■ **Task description**: Write out every record below exactly, so that nothing differs from what is shown.

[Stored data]
[Start of section]

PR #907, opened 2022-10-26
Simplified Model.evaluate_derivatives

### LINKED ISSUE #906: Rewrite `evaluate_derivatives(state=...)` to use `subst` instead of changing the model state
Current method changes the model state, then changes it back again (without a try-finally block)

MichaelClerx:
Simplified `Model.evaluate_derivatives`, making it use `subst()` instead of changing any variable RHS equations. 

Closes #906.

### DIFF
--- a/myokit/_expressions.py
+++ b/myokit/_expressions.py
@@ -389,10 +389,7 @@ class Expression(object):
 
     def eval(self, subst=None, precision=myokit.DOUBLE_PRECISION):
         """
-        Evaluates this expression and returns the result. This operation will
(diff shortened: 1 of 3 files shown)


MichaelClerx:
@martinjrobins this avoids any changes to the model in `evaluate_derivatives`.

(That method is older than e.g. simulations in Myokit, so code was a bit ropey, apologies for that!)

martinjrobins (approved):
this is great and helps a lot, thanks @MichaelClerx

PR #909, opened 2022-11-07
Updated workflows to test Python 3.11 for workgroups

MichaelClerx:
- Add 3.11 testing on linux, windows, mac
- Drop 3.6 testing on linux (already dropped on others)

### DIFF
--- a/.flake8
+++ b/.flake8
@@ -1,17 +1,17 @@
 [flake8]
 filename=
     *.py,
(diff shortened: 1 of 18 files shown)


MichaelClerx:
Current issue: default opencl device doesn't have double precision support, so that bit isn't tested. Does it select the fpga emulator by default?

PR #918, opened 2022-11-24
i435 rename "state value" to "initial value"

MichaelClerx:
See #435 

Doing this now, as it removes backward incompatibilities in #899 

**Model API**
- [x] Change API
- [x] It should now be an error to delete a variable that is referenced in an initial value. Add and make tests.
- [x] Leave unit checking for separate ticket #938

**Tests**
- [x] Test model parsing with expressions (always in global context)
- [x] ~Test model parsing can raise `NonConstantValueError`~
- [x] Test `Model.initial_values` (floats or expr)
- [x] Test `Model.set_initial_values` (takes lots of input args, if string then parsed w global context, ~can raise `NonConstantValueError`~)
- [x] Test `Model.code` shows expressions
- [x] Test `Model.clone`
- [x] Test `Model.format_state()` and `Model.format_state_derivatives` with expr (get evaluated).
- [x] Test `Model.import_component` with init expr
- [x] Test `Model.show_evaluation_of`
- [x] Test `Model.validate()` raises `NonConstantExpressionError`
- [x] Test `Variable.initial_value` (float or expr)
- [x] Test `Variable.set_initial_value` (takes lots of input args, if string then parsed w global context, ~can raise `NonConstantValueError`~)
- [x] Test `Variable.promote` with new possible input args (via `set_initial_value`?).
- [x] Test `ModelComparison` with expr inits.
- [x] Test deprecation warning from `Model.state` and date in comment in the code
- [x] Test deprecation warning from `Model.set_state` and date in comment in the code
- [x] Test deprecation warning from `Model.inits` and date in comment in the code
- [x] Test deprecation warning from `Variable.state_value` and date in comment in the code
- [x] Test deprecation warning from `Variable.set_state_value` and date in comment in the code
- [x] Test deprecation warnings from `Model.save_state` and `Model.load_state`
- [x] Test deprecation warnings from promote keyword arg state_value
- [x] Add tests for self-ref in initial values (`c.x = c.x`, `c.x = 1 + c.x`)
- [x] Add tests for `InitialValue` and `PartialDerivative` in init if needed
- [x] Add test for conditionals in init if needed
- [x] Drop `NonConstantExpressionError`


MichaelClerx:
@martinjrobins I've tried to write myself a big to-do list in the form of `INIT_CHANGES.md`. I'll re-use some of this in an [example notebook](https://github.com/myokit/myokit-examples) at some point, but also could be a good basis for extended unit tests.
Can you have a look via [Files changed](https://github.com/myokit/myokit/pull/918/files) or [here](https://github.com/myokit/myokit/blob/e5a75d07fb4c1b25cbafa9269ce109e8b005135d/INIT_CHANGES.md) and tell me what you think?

[End of section]

■ **Response to this task**:
PR #907, opened 2022-10-26
Simplified Model.evaluate_derivatives

### LINKED ISSUE #906: Rewrite `evaluate_derivatives(state=...)` to use `subst` instead of changing the model state
Current method changes the model state, then changes it back again (without a try-finally block)

MichaelClerx:
Simplified `Model.evaluate_derivatives`, making it use `subst()` instead of changing any variable RHS equations. 

Closes #906.

### DIFF
--- a/myokit/_expressions.py
+++ b/myokit/_expressions.py
@@ -389,10 +389,7 @@ class Expression(object):
 
     def eval(self, subst=None, precision=myokit.DOUBLE_PRECISION):
         """
-        Evaluates this expression and returns the result. This operation will
(diff shortened: 1 of 3 files shown)


MichaelClerx:
@martinjrobins this avoids any changes to the model in `evaluate_derivatives`.

(That method is older than e.g. simulations in Myokit, so code was a bit ropey, apologies for that!)

martinjrobins (approved):
this is great and helps a lot, thanks @MichaelClerx

PR #909, opened 2022-11-07
Updated workflows to test Python 3.11 for workgroups

MichaelClerx:
- Add 3.11 testing on linux, windows, mac
- Drop 3.6 testing on linux (already dropped on others)

### DIFF
--- a/.flake8
+++ b/.flake8
@@ -1,17 +1,17 @@
 [flake8]
 filename=
     *.py,
(diff shortened: 1 of 18 files shown)


MichaelClerx:
Current issue: default opencl device doesn't have double precision support, so that bit isn't tested. Does it select the fpga emulator by default?

PR #918, opened 2022-11-24
i435 rename "state value" to "initial value"

MichaelClerx:
See #435 

Doing this now, as it removes backward incompatibilities in #899 

**Model API**
- [x] Change API
- [x] It should now be an error to delete a variable that is referenced in an initial value. Add and make tests.
- [x] Leave unit checking for separate ticket #938

**Tests**
- [x] Test model parsing with expressions (always in global context)
- [x] ~Test model parsing can raise `NonConstantValueError`~
- [x] Test `Model.initial_values` (floats or expr)
- [x] Test `Model.set_initial_values` (takes lots of input args, if string then parsed w global context, ~can raise `NonConstantValueError`~)
- [x] Test `Model.code` shows expressions
- [x] Test `Model.clone`
- [x] Test `Model.format_state()` and `Model.format_state_derivatives` with expr (get evaluated).
- [x] Test `Model.import_component` with init expr
- [x] Test `Model.show_evaluation_of`
- [x] Test `Model.validate()` raises `NonConstantExpressionError`
- [x] Test `Variable.initial_value` (float or expr)
- [x] Test `Variable.set_initial_value` (takes lots of input args, if string then parsed w global context, ~can raise `NonConstantValueError`~)
- [x] Test `Variable.promote` with new possible input args (via `set_initial_value`?).
- [x] Test `ModelComparison` with expr inits.
- [x] Test deprecation warning from `Model.state` and date in comment in the code
- [x] Test deprecation warning from `Model.set_state` and date in comment in the code
- [x] Test deprecation warning from `Model.inits` and date in comment in the code
- [x] Test deprecation warning from `Variable.state_value` and date in comment in the code
- [x] Test deprecation warning from `Variable.set_state_value` and date in comment in the code
- [x] Test deprecation warnings from `Model.save_state` and `Model.load_state`
- [x] Test deprecation warnings from promote keyword arg state_value
- [x] Add tests for self-ref in initial values (`c.x = c.x`, `c.x = 1 + c.x`)
- [x] Add tests for `InitialValue` and `PartialDerivative` in init if needed
- [x] Add test for conditionals in init if needed
- [x] Drop `NonConstantExpressionError`


MichaelClerx:
@martinjrobins I've tried to write myself a big to-do list in the form of `INIT_CHANGES.md`. I'll re-use some of this in an [example notebook](https://github.com/myokit/myokit-examples) at some point, but also could be a good basis for extended unit tests.
Can you have a look via [Files changed](https://github.com/myokit/myokit/pull/918/files) or [here](https://github.com/myokit/myokit/blob/e5a75d07fb4c1b25cbafa9269ce109e8b005135d/INIT_CHANGES.md) and tell me what you think?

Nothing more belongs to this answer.